++++ Extracted material
Issue #42, opened 2020-04-17
Compiler FE: Update build module list for release


seanshpark:
Lets update build module list for release of '20
- This list will be used for TestCase, LineCoverage and SAM

seanshpark:
Let's update for new `circle-quantizer` module

seanshpark:
Update with TF 2.3.0-rc0 official release from previous nightly version.

seanshpark:
```
tf2nnpkg.20200630
```
is missing

seanshpark:
I think we can now close this.

PR #2666, opened 2020-06-26
[infra] Add circle-quantizer to compiler coverage

seanshpark:
This will add recently introduced circle-quantizer to compiler coverage


seanshpark:
Related #42

PR #2669, opened 2020-06-26
Fix wrong parameter on random_sample

chunseoklee:
- Remove type parameter from call


llFreetimell:
Can you fix Line 141 either? :)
++++++++
Task details: Take the lines above and print them exactly.

Result of the exercise:
Issue #42, opened 2020-04-17
Compiler FE: Update build module list for release


seanshpark:
Lets update build module list for release of '20
- This list will be used for TestCase, LineCoverage and SAM

seanshpark:
Let's update for new `circle-quantizer` module

seanshpark:
Update with TF 2.3.0-rc0 official release from previous nightly version.

seanshpark:
```
tf2nnpkg.20200630
```
is missing

seanshpark:
I think we can now close this.

PR #2666, opened 2020-06-26
[infra] Add circle-quantizer to compiler coverage

seanshpark:
This will add recently introduced circle-quantizer to compiler coverage


seanshpark:
Related #42

PR #2669, opened 2020-06-26
Fix wrong parameter on random_sample

chunseoklee:
- Remove type parameter from call


llFreetimell:
Can you fix Line 141 either? :)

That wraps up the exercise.